### [Problem statement]
With the line that contains "Issue #7117, opened 2025-07-10" as the final line, return every line from the start of the data below exactly.

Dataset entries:
┌──
Issue #7338, opened 2025-10-29
Bug: Validation with unknown profile cause error even when setting FhirInstanceValidator.setErrorForUnknownProfiles(false)


ttnTrifork:
### The Problem
It seems that the fix for https://github.com/hapifhir/hapi-fhir/issues/6607 introduced a new validation error, but does not check if the validator is configured to give error for unknown profiles or not.

The https://github.com/hapifhir/hapi-fhir/issues/6607 fix was ensuring that the [$validate](https://www.hl7.org/fhir/resource-operation-validate.html) operation SHALL return an error if the resource could not be validated against the input `profile` parameter, which is fair. 

But this new validation error is also produced when creating/updating a resource if a RepositoryValidatingInterceptor (with a RequireValidationRule)  or a RequestValidatingInterceptor (that adds the FhirInstanceValidator as a validator module) is registered on the server. 

This means that now the create/update request fails and the resource is not persisted even if having configured `FhirInstanceValidator.setErrorForUnknownProfiles(false)` on the "myInstanceValidator" IInstanceValidatorModule Spring bean. 
Prior to HAPI 8.2 this worked as expected.

See https://github.com/hapifhir/hapi-fhir/blob/master/hapi-fhir-validation/src/main/java/org/hl7/fhir/common/hapi/validation/validator/ValidatorWrapper.java#L262-L266
`m.setLevel(ValidationMessage.IssueSeverity.ERROR);`

### The Solution
For other profile errors, ValidatorWrapper consults the `myErrorForUnknownProfiles` boolean property (which comes from the FhirInstanceValidator property with same name).

I am happy to open a PR that adds a check for the property when setting the severity of the new validation message, while still ensuring `$validate` returns an error severity issue if target profile is unknown, regardless of the value of `myErrorForUnknownProfiles`

Issue #7117, opened 2025-07-10
Validator property errorForUnknownProfiles is not respected


daersc:
**Describe the bug**
Validating a resource with unknown profile leads to an error, even if `errorForUnknownProfiles=false`.

Consider a variant of [`FhirInstanceValidatorR4Test#testValidateResourceContainingProfileDeclarationDoesntResolve`](https://github.com/hapifhir/hapi-fhir/blob/8d42e54d9ff789272214a5307795a7f7bbf75a73/hapi-fhir-validation/src/test/java/org/hl7/fhir/r4/validation/FhirInstanceValidatorR4Test.java#L1117) with a single difference in test set up, that `errorForUnknownProfiles` property is set to `false`.

I would expect, that there are no errors at all in this case, leading to some test like the following:
```java
@Test
public void testValidateResourceContainingProfileDeclarationDoesntResolveAndErrorForUnknownProfilesIsFalse() {
	myMockSupport.addValidConcept("http://loinc.org", "12345");

	Observation input = createObservationWithDefaultSubjectPerfomerEffective();

	input.getText().setDiv(new XhtmlNode().setValue("<div>AA</div>")).setStatus(Narrative.NarrativeStatus.GENERATED);
	input.getMeta().addProfile("http://foo/structuredefinition/myprofile");

	input.getCode().addCoding().setSystem("http://loinc.org").setCode("12345");
	input.setStatus(ObservationStatus.FINAL);

	myInstanceVal.setValidationSupport(myValidationSupport);
	myInstanceVal.setErrorForUnknownProfiles(false);
	ValidationResult output = myFhirValidator.validateWithResult(input);
	List<SingleValidationMessage> errors = logResultsAndReturnNonInformationalOnes(output);

	assertThat(errors).isNotEmpty();
	assertThat(errors.stream())
		.noneMatch(r -> r.getSeverity() == ResultSeverityEnum.ERROR);
}
```
But the test fails since there is still a message of `ERROR` severity with message
> Invalid profile. Failed to retrieve profile with url=http://foo/structuredefinition/myprofile

**Expected behavior**
The assertions hold, that none of the validation messages have `ERROR` severity.

**Environment (please complete the following information):**

- HAPI FHIR 8.2.0

daersc:
The `errorForUnknownProfiles` property currently is implemented in

[...]

PR #7339, opened 2025-10-29
fix(7338): Validation with unknown profile no longer cause error when setting FhirInstanceValidator.setErrorForUnknownProfiles(false)

ttnTrifork:
This fixes 
- https://github.com/hapifhir/hapi-fhir/issues/7338
- https://github.com/hapifhir/hapi-fhir/issues/7117

- ValidatorWrapper now adheres to its property 'errorForUnknownProfiles' when validating a resource with an unknown profile 

- Updated BaseHapiFhirResourceDao.validate to ensure `$validate` returns an error severity issue if target profile is unknown, regardless of the value of the ValidatorWrapper `errorForUnknownProfiles` property.

### DIFF
--- a/hapi-fhir-docs/src/main/resources/ca/uhn/hapi/fhir/changelog/8_8_0/7338-fix-fhir-instance-validator-error-for-unknown-profiles.yaml
+++ b/hapi-fhir-docs/src/main/resources/ca/uhn/hapi/fhir/changelog/8_8_0/7338-fix-fhir-instance-validator-error-for-unknown-profiles.yaml
@@ -1,6 +1,6 @@
 ---
 type: fix
 issue: 7338
-title: "A regression in HAPI FHIR 8.2 meant that setting FhirInstanceValidator.setErrorForUnknownProfiles(false) had no effect.
+title: "A regression in HAPI FHIR 8.2 meant that setting FhirInstanceValidator.setErrorForUnknownProfiles(false) had no effect. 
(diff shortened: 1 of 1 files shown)


robogary:
Formatting check succeeded!

tadgh:
Heya, I appreciate the PR! I do have some concerns about it though. This specifically will change existing behaviour of the system in a non-backwards-compatible way. My understanding is that this PR makes $validate ignore the validator setting. I understand that this is what the spec says, but we prefer not to break existing behaviour unless absolutely necessary. 

Is there a reason that you cannot just set this setting to true, and have the behaviour you intend? 

Forgive me if I'm missing some nuance, validation is not my area of specialization.

tadgh:
> Heya, I appreciate the PR! I do have some concerns about it though. This specifically will change existing behaviour of the system in a non-backwards-compatible way. My understanding is that this PR makes $validate ignore the validator setting. I understand that this is what the spec says, but we prefer not to break existing behaviour unless absolutely necessary.
> 
> Is there a reason that you cannot just set this setting to true, and have the behaviour you intend?
> 
> Forgive me if I'm missing some nuance, validation is not my area of specialization.

Having now read the original issue (sorry I missed it originally), I see the reasoning much more clearly now. Approved pending the addition of a changelog in 8_8_0 changelogs folder.

tadgh (approved):
Approved pending a changelog

ttnTrifork:
Thanks! I updated https://github.com/hapifhir/hapi-fhir/issues/7338 a bit so its easier to read

ttnTrifork:
@tadgh I added a change log. 
Can we merge this now?

PR #7351, opened 2025-11-01
Bump to spring62

tadgh:
- Bump from springframework 6.1 -> 6.2 
- Replace usages of removed Base64Utils with equivalent java.util.Base64
- Correctly insert `@BeforeEach` and `@AfterEach` on each overridden method that was missing it. New versions of Junit have changed method discovery, per:  https://github.com/junit-team/junit-framework/issues/3553


robogary:
Formatting check succeeded!

PR #7364, opened 2025-11-04
Fix validation post processing interceptors

nathandoef:
Previously, if multiple validation post-processing interceptors (`ValidationMessageSuppressingInterceptor`, `ValidationMessagePostProcessingInterceptor`, or `ValidationMessageUnknownCodeSystemPostProcessingInterceptor`) 
were registered that modified a `ValidationResult`, only the first interceptor was executed. This has been fixed.

### DIFF
--- a/hapi-fhir-jpaserver-test-r4/src/test/java/ca/uhn/fhir/jpa/interceptor/validation/ValidationMessagePostProcessingInterceptorTest.java
+++ b/hapi-fhir-jpaserver-test-r4/src/test/java/ca/uhn/fhir/jpa/interceptor/validation/ValidationMessagePostProcessingInterceptorTest.java
@@ -11,6 +11,7 @@ import org.junit.jupiter.api.Test;
 import java.util.List;
 
 import static org.assertj.core.api.Assertions.assertThat;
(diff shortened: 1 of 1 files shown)


robogary:
Formatting check succeeded!

hapi-fhir-base/src/main/java/ca/uhn/fhir/validation/ValidationResult.java
```diff
@@ -62,6 +62,10 @@ public List<SingleValidationMessage> getMessages() {
 		return Collections.unmodifiableList(myMessages);
 	}
 
+	public void setMessages(List<SingleValidationMessage> theMessages) {
+		myMessages = theMessages;
```
jamesagnew, line 68: Recommend chucking a `Validate.notNull(theMessages, "theMessages must not be null");` in here just to be consistent with the constructor (which will NPE if you pass in null, and getMessages() which will also fail if we're null)

nathandoef: Ahh thanks good call. Fix added here: db0f5fcf9457613c65f6019069348fa602be0026

Issue #7284, opened 2025-10-03
Long time for first pre-expand operation for large value set


SevcikMichal:
**Describe the issue**
The pre expansion of larger ValueSets happens only after 10 minutes after startup.
Is it such an expensive operation?
Is there any reason it is implemented like this? In additional context I linked the code that I believe is the reason for this.
Would something break if this schedule was configurable?
I could implement this if it would be fine for it to be configurable.

**Environment (please complete the following information):**

- HAPI FHIR Version 8.4.0
- OS: linux (docker container)
- Browser N/A

**Additional context**
Code that I think is relevant here:
https://github.com/hapifhir/hapi-fhir/blob/eaa02d19dd7d979a9122bba862f4ffed1e6b99bb/hapi-fhir-jpaserver-base/src/main/java/ca/uhn/fhir/jpa/term/TermReadSvcImpl.java#L2449C2-L2456C3

SevcikMichal:
Created a proposal for solution in #7370

SevcikMichal:
Hello,

is there any feedback on this?

PR #7370, opened 2025-11-10
Make value set expansion job schedule configurable

SevcikMichal:
Proposal for solution for #7284


robogary:
Formatting check succeeded!

PR #7372, opened 2025-11-10
fixed $translate operation caching

### LINKED ISSUE #7371: Remote Terminology $translate calls not being cached
The $translate operation calls are not cached, i.e. if a request is repeated twice both result in request to the remote terminology server.

mrdnctrk:
closes #7371

## Problem

The ConceptMap `$translate` operation caching was not working properly due to an issue with the cache key comparison. The `TranslateCodeRequest` class was using default object equality for `IBaseCoding` instances, which meant that two semantically identical codings (same system, code, and version) but different object instances were treated as different cache keys. This resulted in unnecessary cache misses.

## Solution
Implemented a `CodingEqualsAdapter` inner class in `TranslateCodeRequest` class. THis provides semantic equality comparison for `IBaseCoding` instances. The adapter compares codings based on their semantic content:
- System
- Code
- Version

The display value is intentionally excluded from the comparison as it is not semantically significant for code translation operations.

### DIFF
--- a/hapi-fhir-validation/src/test/java/ca/uhn/fhir/context/support/TranslateCodeRequestTest.java
+++ b/hapi-fhir-validation/src/test/java/ca/uhn/fhir/context/support/TranslateCodeRequestTest.java
@@ -1,0 +1,189 @@
+package ca.uhn.fhir.context.support;
+
+import org.hl7.fhir.r4.model.Coding;
+import org.junit.jupiter.api.Test;
+import org.junit.jupiter.params.ParameterizedTest;
+import org.junit.jupiter.params.provider.MethodSource;
+
+import java.util.Arrays;
+import java.util.Collections;
+import java.util.stream.Stream;
+
+import static org.junit.jupiter.api.Assertions.assertEquals;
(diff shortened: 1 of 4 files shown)


robogary:
Formatting check succeeded!

hapi-fhir-validation/src/test/java/ca/uhn/fhir/context/support/TranslateCodeRequestTest.java
```diff
@@ -0,0 +1,189 @@
...
+import static org.junit.jupiter.api.Assertions.assertNotEquals;
+
+/**
+ * Tests for {@link ca.uhn.fhir.context.support.IValidationSupport.TranslateCodeRequest}
+ * which is used as a cacheKey for $translate operations.
+ */
+class TranslateCodeRequestTest {
+
+	@Test
+	void testEqualsImpliesHashEqual() {
```
jmarchionatto: nitpick: I think you meant Involves instead of Implies

mrdnctrk: thanks, updated the name.

PR #7388, opened 2025-11-17
Fix Encounter $everything not working in REQUEST_TENANT partitioning

jmarchionatto:


robogary:
Formatting check succeeded!

hapi-fhir-jpaserver-base/src/main/java/ca/uhn/fhir/jpa/dao/JpaResourceDaoEncounter.java
```diff
@@ -63,17 +65,26 @@ public IBundleProvider encounterInstanceEverything(
 		if (theId != null) {
 			paramMap.add("_id", new StringParam(theId.getIdPart()));
 		}
-		IBundleProvider retVal = search(paramMap);
```
jamesagnew, line 66: Suggestion, could we avoid having to copy a bunch of the `search` method here by instead just calling `search(SearchParameterMap, RequestDetails, HttpServletResponse)`?

jmarchionatto: I was able to remove the search registration, but I can't remove parameters handling as those are received as method parameters and parent function would extract them from request.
└──
### [Task result]
Issue #7338, opened 2025-10-29
Bug: Validation with unknown profile cause error even when setting FhirInstanceValidator.setErrorForUnknownProfiles(false)


ttnTrifork:
### The Problem
It seems that the fix for https://github.com/hapifhir/hapi-fhir/issues/6607 introduced a new validation error, but does not check if the validator is configured to give error for unknown profiles or not.

The https://github.com/hapifhir/hapi-fhir/issues/6607 fix was ensuring that the [$validate](https://www.hl7.org/fhir/resource-operation-validate.html) operation SHALL return an error if the resource could not be validated against the input `profile` parameter, which is fair. 

But this new validation error is also produced when creating/updating a resource if a RepositoryValidatingInterceptor (with a RequireValidationRule)  or a RequestValidatingInterceptor (that adds the FhirInstanceValidator as a validator module) is registered on the server. 

This means that now the create/update request fails and the resource is not persisted even if having configured `FhirInstanceValidator.setErrorForUnknownProfiles(false)` on the "myInstanceValidator" IInstanceValidatorModule Spring bean. 
Prior to HAPI 8.2 this worked as expected.

See https://github.com/hapifhir/hapi-fhir/blob/master/hapi-fhir-validation/src/main/java/org/hl7/fhir/common/hapi/validation/validator/ValidatorWrapper.java#L262-L266
`m.setLevel(ValidationMessage.IssueSeverity.ERROR);`

### The Solution
For other profile errors, ValidatorWrapper consults the `myErrorForUnknownProfiles` boolean property (which comes from the FhirInstanceValidator property with same name).

I am happy to open a PR that adds a check for the property when setting the severity of the new validation message, while still ensuring `$validate` returns an error severity issue if target profile is unknown, regardless of the value of `myErrorForUnknownProfiles`

Issue #7117, opened 2025-07-10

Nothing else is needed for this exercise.